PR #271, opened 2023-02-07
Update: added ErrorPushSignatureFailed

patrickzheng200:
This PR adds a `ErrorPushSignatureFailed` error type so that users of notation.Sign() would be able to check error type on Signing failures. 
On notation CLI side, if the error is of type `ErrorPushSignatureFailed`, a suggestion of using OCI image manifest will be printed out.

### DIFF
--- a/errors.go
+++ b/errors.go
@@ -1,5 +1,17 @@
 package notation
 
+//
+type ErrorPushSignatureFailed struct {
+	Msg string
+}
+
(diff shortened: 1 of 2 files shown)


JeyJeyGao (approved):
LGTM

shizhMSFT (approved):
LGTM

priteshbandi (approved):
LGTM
---
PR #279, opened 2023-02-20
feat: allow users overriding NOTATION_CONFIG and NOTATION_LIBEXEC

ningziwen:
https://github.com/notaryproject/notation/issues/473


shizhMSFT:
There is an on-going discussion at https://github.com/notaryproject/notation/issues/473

**TASK GOAL:** Every line above that holds the string "opened" should be returned.

**RESPONSE TO THIS TASK:**
PR #271, opened 2023-02-07
PR #279, opened 2023-02-20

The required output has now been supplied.